PR #3920, opened 2019-08-21
Add dim-expression support in Dataset.select 

jonmmease:
This PR adds a new `selection_expr` argument to the `Dataset.select` method. This argument may be set to a `holoviews.dim` expression as a way to select rows from a dataset using symbolic expressions.

For example:
```python
import holoviews as hv
import pandas as pd
from holoviews import dim
import dask.dataframe as dd

df = pd.DataFrame({
    'a': [1, 1, 3, 3, 2, 2, 0, 0],
    'b': [10, 20, 30, 40, 10, 20, 30, 40],
    'c': ['A', 'A', 'B', 'B', 'C', 'C', 'D', 'D'],
    'd': [-1, -2, -3, -4, -5, -6, -7, -8]
})

ds = hv.Dataset(df)

print(ds.data)
```
```
   a   b  c  d
0  1  10  A -1
1  1  20  A -2
2  3  30  B -3
3  3  40  B -4
4  2  10  C -5
5  2  20  C -6
6  0  30  D -7
7  0  40  D -8
```
```python
print(ds.select(selection_expr=(dim('b') >= 20) & (dim('a') % 2 == 0)).data)
```
```
   a   b  c  d
5  2  20  C -6
6  0  30  D -7
7  0  40  D -8
```

As long as the expressions are compatible with Dask DataFrames, this also works for `Dataset`s backed by Dask dataframes.

```python
ddf = dd.from_pandas(df, npartitions=2)
dds = ds.clone(data=ddf)
print(dds.select(selection_expr=(dim('b') >= 30)).data)
```
```
Dask DataFrame Structure:
                   a      b       c      d
npartitions=2                             
0              int64  int64  object  int64
4                ...    ...     ...    ...
7                ...    ...     ...    ...
Dask Name: getitem, 8 tasks
```
```python
print(dds.select(selection_expr=(dim('b') >= 30)).data.compute())
```
```
   a   b  c  d
2  3  30  B -3
3  3  40  B -4
6  0  30  D -7
7  0  40  D -8
```

Not all expressions currently work with Dask data structures. This is something I'd like to improve, but I think that should be in a separate PR.

@jlstevens @philippjfr

### DIFF
--- a/holoviews/plotting/util.py
+++ b/holoviews/plotting/util.py
@@ -477,7 +477,7 @@ def initialize_unbounded(obj, dimensions, key):
     """
     select = dict(zip([d.name for d in dimensions], key))
     try:
-        obj.select([DynamicMap], **select)
+        obj.select(selection_specs=[DynamicMap], **select)
     except KeyError:
         pass
 
--- a/holoviews/core/data/__init__.py
+++ b/holoviews/core/data/__init__.py
@@ -335,7 +335,7 @@ class Dataset(Element):
         return self.clone(data, **dimensions)
 
 
-    def select(self, selection_specs=None, **selection):
+    def select(self, selection_specs=None, selection_expr=None, **selection):
         """Applies selection by dimension name
 
         Applies a selection along the dimensions of the object using
@@ -360,11 +360,18 @@ class Dataset(Element):
 
             ds.select(x=[0, 1, 2])
 
+        * predicate expression: A holoviews.dim expression, e.g.:
+
+            from holoviews import dim
+            ds.select(selection_expr=dim('x') % 2 == 0)
+
         Args:
             selection_specs: List of specs to match on
                 A list of types, functions, or type[.group][.label]
                 strings specifying which objects to apply the
                 selection on.
+            selection_expr: holoviews.dim predicate expression
+                specifying selection.
             **selection: Dictionary declaring selections by dimension
                 Selections can be scalar values, tuple ranges, lists
                 of discrete values and boolean arrays
@@ -378,10 +385,21 @@ class Dataset(Element):
         selection = {dim: sel for dim, sel in selection.items()
                      if dim in self.dimensions()+['selection_mask']}
         if (selection_specs and not any(self.matches(sp) for sp in selection_specs)
-            or not selection):
+                or (not selection and not selection_expr)):
             return self
 
-        data = self.interface.select(self, **selection)
+        # Handle selection dim expression
+        if selection_expr is not None:
+            mask = selection_expr.apply(self, compute=False, keep_index=True)
+            dataset = self[mask]
+        else:
+            dataset = self
+
+        # Handle selection kwargs
+        if selection:
+            data = dataset.interface.select(dataset, **selection)
+        else:
+            data = dataset.data
 
         if np.isscalar(data):
             return data
--- a/holoviews/core/data/__init__.py
+++ b/holoviews/core/data/__init__.py
@@ -453,7 +453,7 @@ class Dataset(Element):
                object.
         """
         slices = util.process_ellipses(self, slices, vdim_selection=True)
-        if isinstance(slices, np.ndarray) and slices.dtype.kind == 'b':
+        if getattr(getattr(slices, 'dtype', None), 'kind', None) == 'b':
             if not len(slices) == len(self):
                 raise IndexError("Boolean index must match length of sliced object")
             return self.clone(self.select(selection_mask=slices))
--- a/holoviews/core/data/__init__.py
+++ b/holoviews/core/data/__init__.py
@@ -335,7 +335,7 @@ class Dataset(Element):
         return self.clone(data, **dimensions)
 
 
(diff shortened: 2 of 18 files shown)


jonmmease:
The current (without this PR) API signature for `select` looks like this:
```python
def select(self, selection_specs=None, **selection):
    ...
```
So right now, selection are only specified as kwargs, and the first positional argument is treated as a selection specification that I believe configures the nested application of selections.

I went with `selection_expr` since there was already `selection_specs` and `selection_mask` in the API. One reason to err on the side of being wordy here is that this name lives in the same "namespace" as the dimensions names being selected.  So right now, if there is a dimensions named `selection_specs` it's not possible to reference it in a standard kwarg-based selection.

jbednar:
Ok, that's a good reason for having a longer name, but isn't `selection_expr` just another kind of `selection_spec`, which would let it be used as a positional argument?

philippjfr:
No selectiob_spec specifies which object the selection applies to, selection_expr applies to the actual selected objects.

jbednar:
Ah, ok; I had to go back and look at examples to see what was up here; I was only remembering part of how to use `.select()`.  As I see it, `ds.select(b=20)` works fine already due to kwargs processing, but we would also want to do things like `ds.select(b=>20)`, which wouldn't be properly evaluated by Python.  That's what `dim` is for, so can't we get `ds.select(dim('b') >= 20)` to work, without requiring the awkward and verbose `ds.select(selection_expr=(dim('b') >= 20))`?

To make that work, it seems like all we'd need to do is to make `selection_expr` be the first argument in the signature, rather than `selection_specs`.  That would break compatibility for anyone who had used `selection_specs` as  a positional argument, but maybe (a) that's rare (I hope!) and (b) could we detect someone trying to pass a `selection_spec` to `selection_expr` and raise an error?  Having this work smoothly and cleanly seems important to me for making it easily usable in practice...

jonmmease:
I'd be happier having `selection_expr` as the first argument for the usability reasons you mentioned.  

One thing that we could do would be to make `selection_expr` the first argument, but send the value along the `selection_spec` codepath if the `selection_expr` object isn't a `dim` expression. Though this is probably too much magic.

@philippjfr @jlstevens Do you have strong feelings about the compatibility/convenience trade-off here?

jbednar:
I think that's too much magic to happen silently, but it seems reasonable if accompanied by a warning message saying that people need to use the `selection_specs` keyword argument instead.

jonmmease:
Alright, in 6c1937a I moved `selection_expr` to the first positional arg and raise an exception referring users to `selection_specs` if the argument is not  `dim` expression.

The first example above may now be written as:

```python
ds.select((dim('b') >= 20) & (dim('a') % 2 == 0))
```

philippjfr:
>Do you have strong feelings about the compatibility/convenience trade-off here?

I think usage of ``selection_specs`` is pretty rare tbh, selections already only apply if they match any dimensions. I think there are one or two places in the plotting code that use it. I wonder if we could check if the first argument is a ``dim`` expression and if not issue a warning about specs no longer being the first argument. I'd also want to rename ``selection_specs`` -> ``specs`` (aliasing for now maybe?) and then simply call ``selection_expr`` ``expr``.

jbednar:
> I'd also want to rename ``selection_specs`` -> ``specs`` (aliasing for now maybe?) and then simply call ``selection_expr`` ``expr``.

But with the simpler names, won't it conflict with possible dimension names as Jon mentioned?  Seems likely there will be data sources with columns named `expr` and possibly `specs`; `selection_specs` and `selection_expr` seem much less likely.

philippjfr:
Oh right, missed that and yes that's a good point.

jlstevens:
Reading the above before looking at the code, I am happy to see that all the  suggestions I was thinking of were proposed and accepted. `selection_expr` is indeed ugly but it also needs to avoid clashes with dimension names so making it the first positional argument makes sense to me. 

I agree that usage of `selection_specs` is pretty rare and I am happy with any reasonable way of either warning about potential mistakes or detecting the type of the argument and processing it accordingly. Now I'm going to look through the diff but so far it all looks good!

holoviews/plotting/util.py
```diff
@@ -477,7 +477,7 @@ def initialize_unbounded(obj, dimensions, key):
     """
     select = dict(zip([d.name for d in dimensions], key))
     try:
-        obj.select([DynamicMap], **select)
+        obj.select(selection_specs=[DynamicMap], **select)
```
jlstevens: I count only four times where `selection_specs` had to be specified as a keyword instead of by position! If that is how often it was used that positional argument in our own codebase, I am pretty certain users barely used it (if at all).

jlstevens:
Looks good to me!

jbednar:
It looks like the appveyor failures are independent of this PR?  Seems like they need to be addressed in any case. Otherwise this seems mergeable.

jonmmease:
Thanks for the feedback all. Merging!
================================
**What is expected**
Find and copy each line of the material that holds the word "convenience".

**Answer**
@philippjfr @jlstevens Do you have strong feelings about the compatibility/convenience trade-off here?
>Do you have strong feelings about the compatibility/convenience trade-off here?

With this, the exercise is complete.